• Work task: Exactly the lines from the one with "is only 76 chars" to the end of the data below should be set down, and no others.
^^^^^^^^
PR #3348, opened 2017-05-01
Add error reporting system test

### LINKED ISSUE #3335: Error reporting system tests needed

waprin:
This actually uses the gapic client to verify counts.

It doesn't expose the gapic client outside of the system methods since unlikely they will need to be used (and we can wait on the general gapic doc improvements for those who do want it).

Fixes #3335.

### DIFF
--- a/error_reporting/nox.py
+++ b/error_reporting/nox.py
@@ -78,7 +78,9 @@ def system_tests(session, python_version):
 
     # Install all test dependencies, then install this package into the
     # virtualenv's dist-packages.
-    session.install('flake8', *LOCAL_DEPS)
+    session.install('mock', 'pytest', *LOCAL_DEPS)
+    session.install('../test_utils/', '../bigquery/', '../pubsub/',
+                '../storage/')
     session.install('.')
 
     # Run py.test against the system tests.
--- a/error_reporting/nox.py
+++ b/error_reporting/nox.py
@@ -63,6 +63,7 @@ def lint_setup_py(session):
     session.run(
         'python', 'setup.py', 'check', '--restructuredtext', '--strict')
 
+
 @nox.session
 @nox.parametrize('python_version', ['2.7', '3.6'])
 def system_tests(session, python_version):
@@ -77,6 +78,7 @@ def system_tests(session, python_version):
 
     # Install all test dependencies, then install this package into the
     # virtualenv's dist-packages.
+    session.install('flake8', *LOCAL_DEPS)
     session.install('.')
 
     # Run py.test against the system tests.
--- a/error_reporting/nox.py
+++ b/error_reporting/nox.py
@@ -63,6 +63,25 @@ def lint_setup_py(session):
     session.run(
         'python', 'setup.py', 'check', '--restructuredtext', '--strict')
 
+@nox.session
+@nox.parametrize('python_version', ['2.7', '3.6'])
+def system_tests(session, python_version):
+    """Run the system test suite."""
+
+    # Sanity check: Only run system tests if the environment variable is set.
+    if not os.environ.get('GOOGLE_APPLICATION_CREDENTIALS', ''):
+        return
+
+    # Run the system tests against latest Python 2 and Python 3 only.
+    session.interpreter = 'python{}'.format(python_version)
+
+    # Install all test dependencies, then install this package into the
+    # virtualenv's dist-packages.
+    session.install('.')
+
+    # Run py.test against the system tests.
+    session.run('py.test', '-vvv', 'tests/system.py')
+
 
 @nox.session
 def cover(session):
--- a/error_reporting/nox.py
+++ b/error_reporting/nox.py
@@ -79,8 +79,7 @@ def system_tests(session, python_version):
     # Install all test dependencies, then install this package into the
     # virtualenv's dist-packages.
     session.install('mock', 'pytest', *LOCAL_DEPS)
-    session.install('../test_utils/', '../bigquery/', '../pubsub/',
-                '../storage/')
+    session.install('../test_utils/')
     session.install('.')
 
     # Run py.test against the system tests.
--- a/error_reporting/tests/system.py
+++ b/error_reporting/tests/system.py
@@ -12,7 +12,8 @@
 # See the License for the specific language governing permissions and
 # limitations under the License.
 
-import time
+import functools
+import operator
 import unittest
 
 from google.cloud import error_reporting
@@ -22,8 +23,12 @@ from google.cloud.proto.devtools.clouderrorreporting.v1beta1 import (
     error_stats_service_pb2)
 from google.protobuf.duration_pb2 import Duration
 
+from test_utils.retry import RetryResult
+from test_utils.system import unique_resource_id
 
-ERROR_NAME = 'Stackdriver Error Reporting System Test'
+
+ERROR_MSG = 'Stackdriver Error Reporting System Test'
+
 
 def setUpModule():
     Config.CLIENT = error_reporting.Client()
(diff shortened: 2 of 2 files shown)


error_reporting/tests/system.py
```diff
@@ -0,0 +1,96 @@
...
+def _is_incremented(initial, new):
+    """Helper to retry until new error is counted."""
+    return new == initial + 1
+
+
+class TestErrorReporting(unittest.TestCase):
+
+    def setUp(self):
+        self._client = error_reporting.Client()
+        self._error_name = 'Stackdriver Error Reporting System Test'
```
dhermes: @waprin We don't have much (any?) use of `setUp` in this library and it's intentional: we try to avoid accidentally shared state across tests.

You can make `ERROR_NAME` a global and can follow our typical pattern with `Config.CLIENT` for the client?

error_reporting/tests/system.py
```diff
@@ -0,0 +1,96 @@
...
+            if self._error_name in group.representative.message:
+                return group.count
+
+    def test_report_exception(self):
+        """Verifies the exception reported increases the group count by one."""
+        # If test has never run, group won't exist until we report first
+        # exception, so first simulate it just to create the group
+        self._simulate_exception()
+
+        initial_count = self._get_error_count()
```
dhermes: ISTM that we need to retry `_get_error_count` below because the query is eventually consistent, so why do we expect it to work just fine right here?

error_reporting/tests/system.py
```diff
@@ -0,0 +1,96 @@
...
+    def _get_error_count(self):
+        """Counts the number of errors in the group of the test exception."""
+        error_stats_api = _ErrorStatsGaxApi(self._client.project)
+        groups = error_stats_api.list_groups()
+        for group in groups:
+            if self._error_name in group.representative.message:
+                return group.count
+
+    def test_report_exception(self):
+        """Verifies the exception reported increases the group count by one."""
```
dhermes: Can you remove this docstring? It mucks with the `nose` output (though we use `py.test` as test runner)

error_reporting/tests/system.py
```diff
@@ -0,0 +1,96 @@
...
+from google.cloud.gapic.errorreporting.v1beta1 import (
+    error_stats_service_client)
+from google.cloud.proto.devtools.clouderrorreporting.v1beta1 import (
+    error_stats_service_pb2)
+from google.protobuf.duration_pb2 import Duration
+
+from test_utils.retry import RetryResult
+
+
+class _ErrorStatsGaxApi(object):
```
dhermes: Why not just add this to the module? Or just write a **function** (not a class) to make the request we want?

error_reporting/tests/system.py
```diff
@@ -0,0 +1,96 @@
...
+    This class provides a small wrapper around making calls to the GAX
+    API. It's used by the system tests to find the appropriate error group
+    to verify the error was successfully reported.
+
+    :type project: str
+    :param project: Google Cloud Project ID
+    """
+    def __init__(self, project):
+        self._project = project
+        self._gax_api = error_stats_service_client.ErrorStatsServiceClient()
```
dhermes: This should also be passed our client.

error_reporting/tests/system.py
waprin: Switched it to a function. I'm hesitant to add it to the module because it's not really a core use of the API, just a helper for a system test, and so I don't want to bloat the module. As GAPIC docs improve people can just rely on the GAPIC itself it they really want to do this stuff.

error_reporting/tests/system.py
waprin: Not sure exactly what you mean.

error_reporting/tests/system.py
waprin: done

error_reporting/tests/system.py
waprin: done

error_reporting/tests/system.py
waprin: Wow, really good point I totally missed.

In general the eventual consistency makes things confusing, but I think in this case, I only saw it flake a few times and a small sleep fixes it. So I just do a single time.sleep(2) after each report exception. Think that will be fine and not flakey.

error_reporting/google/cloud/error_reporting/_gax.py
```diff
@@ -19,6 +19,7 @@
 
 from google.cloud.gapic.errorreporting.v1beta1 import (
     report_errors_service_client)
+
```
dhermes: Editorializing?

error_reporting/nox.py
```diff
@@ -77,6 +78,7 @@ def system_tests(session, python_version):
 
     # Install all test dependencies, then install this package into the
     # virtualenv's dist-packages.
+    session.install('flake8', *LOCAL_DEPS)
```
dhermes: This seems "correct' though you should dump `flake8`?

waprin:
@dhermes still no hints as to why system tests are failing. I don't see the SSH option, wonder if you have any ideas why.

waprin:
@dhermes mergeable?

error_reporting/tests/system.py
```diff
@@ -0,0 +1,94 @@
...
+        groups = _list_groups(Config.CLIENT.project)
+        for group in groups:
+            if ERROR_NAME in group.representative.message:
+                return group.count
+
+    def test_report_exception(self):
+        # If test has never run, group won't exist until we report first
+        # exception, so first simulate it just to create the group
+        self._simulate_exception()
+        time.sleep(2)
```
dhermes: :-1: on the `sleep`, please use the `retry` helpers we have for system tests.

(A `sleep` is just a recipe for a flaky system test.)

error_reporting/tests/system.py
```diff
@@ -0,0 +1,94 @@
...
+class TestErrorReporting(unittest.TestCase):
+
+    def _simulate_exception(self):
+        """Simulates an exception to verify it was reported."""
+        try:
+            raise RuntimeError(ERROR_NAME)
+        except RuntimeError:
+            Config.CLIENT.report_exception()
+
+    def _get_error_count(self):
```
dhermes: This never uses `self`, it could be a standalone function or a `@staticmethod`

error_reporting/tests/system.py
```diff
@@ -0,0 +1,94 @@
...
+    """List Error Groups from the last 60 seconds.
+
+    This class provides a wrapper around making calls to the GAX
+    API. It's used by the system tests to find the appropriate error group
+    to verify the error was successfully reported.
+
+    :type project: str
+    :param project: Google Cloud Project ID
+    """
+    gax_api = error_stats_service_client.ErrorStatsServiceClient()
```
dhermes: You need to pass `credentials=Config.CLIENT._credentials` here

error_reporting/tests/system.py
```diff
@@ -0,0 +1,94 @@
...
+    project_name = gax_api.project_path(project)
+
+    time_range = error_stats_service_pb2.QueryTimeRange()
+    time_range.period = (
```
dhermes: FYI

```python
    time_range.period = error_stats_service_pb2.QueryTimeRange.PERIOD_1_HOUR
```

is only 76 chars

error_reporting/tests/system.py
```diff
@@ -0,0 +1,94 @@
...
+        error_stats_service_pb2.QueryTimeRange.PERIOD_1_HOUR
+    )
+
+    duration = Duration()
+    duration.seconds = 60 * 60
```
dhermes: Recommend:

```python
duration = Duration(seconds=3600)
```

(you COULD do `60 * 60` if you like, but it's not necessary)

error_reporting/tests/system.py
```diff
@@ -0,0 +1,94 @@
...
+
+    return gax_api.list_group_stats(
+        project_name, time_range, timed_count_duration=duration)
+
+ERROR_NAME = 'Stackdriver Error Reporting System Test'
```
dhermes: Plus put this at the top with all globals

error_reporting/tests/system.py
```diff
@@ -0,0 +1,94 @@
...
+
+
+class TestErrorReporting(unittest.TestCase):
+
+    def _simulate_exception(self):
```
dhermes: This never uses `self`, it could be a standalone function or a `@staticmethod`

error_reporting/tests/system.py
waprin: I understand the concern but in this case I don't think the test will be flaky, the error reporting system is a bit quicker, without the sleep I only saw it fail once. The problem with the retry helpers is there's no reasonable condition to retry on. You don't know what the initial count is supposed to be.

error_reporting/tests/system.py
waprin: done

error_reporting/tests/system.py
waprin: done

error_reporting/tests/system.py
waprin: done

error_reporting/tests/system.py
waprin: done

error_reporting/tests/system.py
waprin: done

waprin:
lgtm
^^^^^^^^
• Worked solution:
is only 76 chars

error_reporting/tests/system.py
```diff
@@ -0,0 +1,94 @@
...
+        error_stats_service_pb2.QueryTimeRange.PERIOD_1_HOUR
+    )
+
+    duration = Duration()
+    duration.seconds = 60 * 60
```
dhermes: Recommend:

```python
duration = Duration(seconds=3600)
```

(you COULD do `60 * 60` if you like, but it's not necessary)

error_reporting/tests/system.py
```diff
@@ -0,0 +1,94 @@
...
+
+    return gax_api.list_group_stats(
+        project_name, time_range, timed_count_duration=duration)
+
+ERROR_NAME = 'Stackdriver Error Reporting System Test'
```
dhermes: Plus put this at the top with all globals

error_reporting/tests/system.py
```diff
@@ -0,0 +1,94 @@
...
+
+
+class TestErrorReporting(unittest.TestCase):
+
+    def _simulate_exception(self):
```
dhermes: This never uses `self`, it could be a standalone function or a `@staticmethod`

error_reporting/tests/system.py
waprin: I understand the concern but in this case I don't think the test will be flaky, the error reporting system is a bit quicker, without the sleep I only saw it fail once. The problem with the retry helpers is there's no reasonable condition to retry on. You don't know what the initial count is supposed to be.

error_reporting/tests/system.py
waprin: done

error_reporting/tests/system.py
waprin: done

error_reporting/tests/system.py
waprin: done

error_reporting/tests/system.py
waprin: done

error_reporting/tests/system.py
waprin: done

waprin:
lgtm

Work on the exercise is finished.